Problem details:
Copy out each line of the data holding "secondaryPreferred".
─── Recorded data ───
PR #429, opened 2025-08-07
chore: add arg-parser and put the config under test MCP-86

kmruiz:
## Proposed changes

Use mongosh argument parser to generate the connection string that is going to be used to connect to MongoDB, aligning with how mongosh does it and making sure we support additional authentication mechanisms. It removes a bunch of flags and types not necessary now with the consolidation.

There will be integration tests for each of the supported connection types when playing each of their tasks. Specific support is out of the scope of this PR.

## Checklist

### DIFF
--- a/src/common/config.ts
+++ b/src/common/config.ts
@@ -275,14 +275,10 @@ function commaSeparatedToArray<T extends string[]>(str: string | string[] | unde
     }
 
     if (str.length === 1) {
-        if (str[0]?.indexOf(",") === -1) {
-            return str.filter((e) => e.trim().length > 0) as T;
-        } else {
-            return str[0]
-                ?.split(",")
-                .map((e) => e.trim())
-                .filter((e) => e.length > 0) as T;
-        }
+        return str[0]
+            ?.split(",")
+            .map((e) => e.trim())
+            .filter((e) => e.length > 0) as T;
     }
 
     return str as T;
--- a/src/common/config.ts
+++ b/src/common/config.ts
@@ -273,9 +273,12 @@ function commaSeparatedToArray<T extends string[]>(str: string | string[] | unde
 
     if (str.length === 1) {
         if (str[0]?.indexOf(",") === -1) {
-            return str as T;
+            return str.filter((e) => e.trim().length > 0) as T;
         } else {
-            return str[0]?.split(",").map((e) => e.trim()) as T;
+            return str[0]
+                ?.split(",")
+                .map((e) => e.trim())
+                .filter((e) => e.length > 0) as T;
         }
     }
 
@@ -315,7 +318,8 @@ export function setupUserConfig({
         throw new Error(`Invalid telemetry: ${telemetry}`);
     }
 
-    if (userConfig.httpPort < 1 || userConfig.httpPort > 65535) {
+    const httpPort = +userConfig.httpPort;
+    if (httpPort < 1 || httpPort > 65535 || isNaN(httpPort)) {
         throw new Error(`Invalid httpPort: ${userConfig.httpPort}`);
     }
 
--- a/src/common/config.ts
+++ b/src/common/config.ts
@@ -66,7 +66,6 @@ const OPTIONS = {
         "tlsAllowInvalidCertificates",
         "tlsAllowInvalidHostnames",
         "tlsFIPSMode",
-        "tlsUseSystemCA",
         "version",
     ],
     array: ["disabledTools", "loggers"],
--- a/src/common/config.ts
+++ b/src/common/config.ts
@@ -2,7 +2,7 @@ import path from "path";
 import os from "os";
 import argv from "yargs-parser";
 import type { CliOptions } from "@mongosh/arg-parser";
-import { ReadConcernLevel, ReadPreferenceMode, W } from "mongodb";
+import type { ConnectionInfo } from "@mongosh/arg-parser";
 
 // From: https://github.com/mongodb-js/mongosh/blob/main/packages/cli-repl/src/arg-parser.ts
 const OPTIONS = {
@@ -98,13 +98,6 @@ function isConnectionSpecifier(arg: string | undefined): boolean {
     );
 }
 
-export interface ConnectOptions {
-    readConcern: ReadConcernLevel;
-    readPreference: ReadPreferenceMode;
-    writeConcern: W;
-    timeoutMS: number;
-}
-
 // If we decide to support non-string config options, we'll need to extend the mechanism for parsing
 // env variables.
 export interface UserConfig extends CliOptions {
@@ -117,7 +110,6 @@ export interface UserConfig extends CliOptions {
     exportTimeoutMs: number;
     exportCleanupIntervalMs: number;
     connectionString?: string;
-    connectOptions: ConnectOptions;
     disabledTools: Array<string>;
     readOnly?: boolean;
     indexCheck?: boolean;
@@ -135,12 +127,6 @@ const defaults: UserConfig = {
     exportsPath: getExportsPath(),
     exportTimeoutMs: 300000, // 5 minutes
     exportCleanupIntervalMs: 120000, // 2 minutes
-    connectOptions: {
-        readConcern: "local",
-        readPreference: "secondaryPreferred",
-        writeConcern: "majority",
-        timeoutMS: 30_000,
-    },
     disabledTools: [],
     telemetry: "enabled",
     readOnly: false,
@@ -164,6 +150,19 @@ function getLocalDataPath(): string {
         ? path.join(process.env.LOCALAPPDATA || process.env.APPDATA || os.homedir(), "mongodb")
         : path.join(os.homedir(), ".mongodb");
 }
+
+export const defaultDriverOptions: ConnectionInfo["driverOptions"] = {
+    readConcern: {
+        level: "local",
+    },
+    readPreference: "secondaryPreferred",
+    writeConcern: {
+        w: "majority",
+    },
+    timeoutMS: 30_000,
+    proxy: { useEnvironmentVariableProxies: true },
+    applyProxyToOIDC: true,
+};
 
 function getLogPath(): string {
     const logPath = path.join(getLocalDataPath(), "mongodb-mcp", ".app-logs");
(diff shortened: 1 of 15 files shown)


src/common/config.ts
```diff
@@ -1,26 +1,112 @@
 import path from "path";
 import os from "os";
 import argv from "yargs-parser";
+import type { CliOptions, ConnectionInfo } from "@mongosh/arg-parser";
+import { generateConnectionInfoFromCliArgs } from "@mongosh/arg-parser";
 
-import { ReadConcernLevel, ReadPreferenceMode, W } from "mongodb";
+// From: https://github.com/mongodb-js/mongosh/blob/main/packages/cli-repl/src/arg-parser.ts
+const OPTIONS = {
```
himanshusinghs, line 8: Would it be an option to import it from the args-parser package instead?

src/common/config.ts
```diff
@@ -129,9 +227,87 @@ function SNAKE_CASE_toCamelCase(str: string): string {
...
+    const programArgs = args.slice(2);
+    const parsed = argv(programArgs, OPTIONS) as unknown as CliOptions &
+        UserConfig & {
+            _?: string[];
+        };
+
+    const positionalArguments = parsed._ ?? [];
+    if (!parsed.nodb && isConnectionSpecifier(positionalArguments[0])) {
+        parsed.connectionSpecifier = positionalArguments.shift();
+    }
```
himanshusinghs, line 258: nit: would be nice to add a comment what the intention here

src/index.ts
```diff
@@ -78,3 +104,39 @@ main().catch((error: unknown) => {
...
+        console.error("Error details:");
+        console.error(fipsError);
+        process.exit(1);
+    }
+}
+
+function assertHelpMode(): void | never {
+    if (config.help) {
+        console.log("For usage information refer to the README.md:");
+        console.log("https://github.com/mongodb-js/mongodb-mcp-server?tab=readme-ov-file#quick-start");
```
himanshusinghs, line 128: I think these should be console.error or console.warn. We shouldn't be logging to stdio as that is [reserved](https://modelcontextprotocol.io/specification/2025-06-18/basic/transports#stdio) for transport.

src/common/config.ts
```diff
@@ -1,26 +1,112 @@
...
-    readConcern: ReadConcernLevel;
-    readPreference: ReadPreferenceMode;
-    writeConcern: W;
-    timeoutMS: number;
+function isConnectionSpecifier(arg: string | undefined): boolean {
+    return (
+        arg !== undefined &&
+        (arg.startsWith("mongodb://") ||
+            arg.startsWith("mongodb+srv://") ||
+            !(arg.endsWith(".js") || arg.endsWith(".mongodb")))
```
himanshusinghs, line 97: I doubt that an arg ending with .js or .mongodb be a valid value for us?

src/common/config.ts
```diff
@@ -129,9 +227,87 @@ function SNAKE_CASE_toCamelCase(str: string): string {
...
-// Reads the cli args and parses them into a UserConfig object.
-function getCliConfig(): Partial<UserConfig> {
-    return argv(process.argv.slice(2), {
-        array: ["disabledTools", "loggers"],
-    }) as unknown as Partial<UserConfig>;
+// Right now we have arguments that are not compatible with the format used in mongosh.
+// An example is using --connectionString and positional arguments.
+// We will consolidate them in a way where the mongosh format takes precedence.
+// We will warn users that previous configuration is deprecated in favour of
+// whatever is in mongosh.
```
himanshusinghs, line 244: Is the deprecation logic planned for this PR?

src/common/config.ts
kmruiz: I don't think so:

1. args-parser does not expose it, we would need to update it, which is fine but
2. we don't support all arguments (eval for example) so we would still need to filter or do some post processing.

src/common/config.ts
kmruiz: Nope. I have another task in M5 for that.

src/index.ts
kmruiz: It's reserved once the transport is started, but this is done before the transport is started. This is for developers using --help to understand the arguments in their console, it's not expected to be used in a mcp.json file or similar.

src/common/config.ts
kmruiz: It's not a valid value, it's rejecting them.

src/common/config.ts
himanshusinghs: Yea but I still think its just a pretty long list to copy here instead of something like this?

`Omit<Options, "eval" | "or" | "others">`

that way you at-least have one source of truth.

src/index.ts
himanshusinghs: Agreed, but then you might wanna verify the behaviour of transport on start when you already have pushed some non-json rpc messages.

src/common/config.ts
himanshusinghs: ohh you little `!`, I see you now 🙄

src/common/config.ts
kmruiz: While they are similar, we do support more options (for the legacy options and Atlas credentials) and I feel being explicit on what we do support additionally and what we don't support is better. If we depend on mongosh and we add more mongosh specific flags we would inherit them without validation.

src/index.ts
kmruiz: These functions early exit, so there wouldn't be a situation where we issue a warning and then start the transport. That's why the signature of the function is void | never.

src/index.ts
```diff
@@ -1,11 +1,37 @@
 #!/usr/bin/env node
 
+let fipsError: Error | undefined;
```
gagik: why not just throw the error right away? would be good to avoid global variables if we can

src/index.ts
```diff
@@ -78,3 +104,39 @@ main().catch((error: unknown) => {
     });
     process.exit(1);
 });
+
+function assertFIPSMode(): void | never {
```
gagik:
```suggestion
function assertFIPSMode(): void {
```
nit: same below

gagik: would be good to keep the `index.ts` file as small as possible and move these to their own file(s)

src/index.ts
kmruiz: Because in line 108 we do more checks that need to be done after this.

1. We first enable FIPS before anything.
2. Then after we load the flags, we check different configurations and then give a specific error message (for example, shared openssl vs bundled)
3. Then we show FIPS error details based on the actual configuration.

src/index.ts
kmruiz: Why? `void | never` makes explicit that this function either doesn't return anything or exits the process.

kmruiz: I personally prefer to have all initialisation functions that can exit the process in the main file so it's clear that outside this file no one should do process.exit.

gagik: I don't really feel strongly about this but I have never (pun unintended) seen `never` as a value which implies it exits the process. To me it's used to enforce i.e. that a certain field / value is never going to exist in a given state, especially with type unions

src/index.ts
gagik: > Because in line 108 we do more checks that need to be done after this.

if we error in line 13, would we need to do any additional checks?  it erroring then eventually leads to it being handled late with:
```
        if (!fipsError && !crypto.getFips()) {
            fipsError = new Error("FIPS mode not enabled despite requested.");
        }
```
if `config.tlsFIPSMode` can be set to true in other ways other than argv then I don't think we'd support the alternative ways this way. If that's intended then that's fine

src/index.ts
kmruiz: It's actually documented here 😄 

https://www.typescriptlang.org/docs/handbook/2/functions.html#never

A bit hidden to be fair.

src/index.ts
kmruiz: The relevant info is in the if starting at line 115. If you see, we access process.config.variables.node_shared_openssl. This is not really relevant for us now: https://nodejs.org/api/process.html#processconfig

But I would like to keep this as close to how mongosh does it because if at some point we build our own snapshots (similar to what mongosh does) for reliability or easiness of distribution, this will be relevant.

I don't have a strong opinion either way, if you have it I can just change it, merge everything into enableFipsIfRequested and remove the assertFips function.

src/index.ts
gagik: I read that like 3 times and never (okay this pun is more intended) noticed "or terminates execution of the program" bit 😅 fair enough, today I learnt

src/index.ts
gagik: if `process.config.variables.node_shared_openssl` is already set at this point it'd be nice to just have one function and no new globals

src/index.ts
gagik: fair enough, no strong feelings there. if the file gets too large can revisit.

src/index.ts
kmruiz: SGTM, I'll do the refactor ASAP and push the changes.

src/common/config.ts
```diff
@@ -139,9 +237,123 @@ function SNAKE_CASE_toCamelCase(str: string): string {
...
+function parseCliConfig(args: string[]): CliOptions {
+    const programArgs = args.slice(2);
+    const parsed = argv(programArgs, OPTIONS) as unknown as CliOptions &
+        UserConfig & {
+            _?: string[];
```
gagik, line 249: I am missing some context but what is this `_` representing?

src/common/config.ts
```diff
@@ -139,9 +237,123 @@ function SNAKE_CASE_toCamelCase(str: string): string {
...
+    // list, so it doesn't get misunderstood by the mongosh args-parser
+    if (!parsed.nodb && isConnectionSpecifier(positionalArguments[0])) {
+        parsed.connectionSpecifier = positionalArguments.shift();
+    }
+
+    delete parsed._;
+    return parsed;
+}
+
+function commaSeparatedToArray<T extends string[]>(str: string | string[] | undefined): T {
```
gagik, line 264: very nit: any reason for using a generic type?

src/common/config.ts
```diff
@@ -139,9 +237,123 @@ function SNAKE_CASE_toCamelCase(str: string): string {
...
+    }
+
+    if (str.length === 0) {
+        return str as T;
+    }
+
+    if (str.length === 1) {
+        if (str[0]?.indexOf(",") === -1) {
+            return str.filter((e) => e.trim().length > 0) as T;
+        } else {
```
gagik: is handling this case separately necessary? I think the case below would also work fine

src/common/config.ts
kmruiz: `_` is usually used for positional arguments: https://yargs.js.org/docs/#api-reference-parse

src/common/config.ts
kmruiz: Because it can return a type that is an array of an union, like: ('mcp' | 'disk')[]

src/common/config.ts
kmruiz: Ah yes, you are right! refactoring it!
───
Answer space:
-        readPreference: "secondaryPreferred",
+    readPreference: "secondaryPreferred",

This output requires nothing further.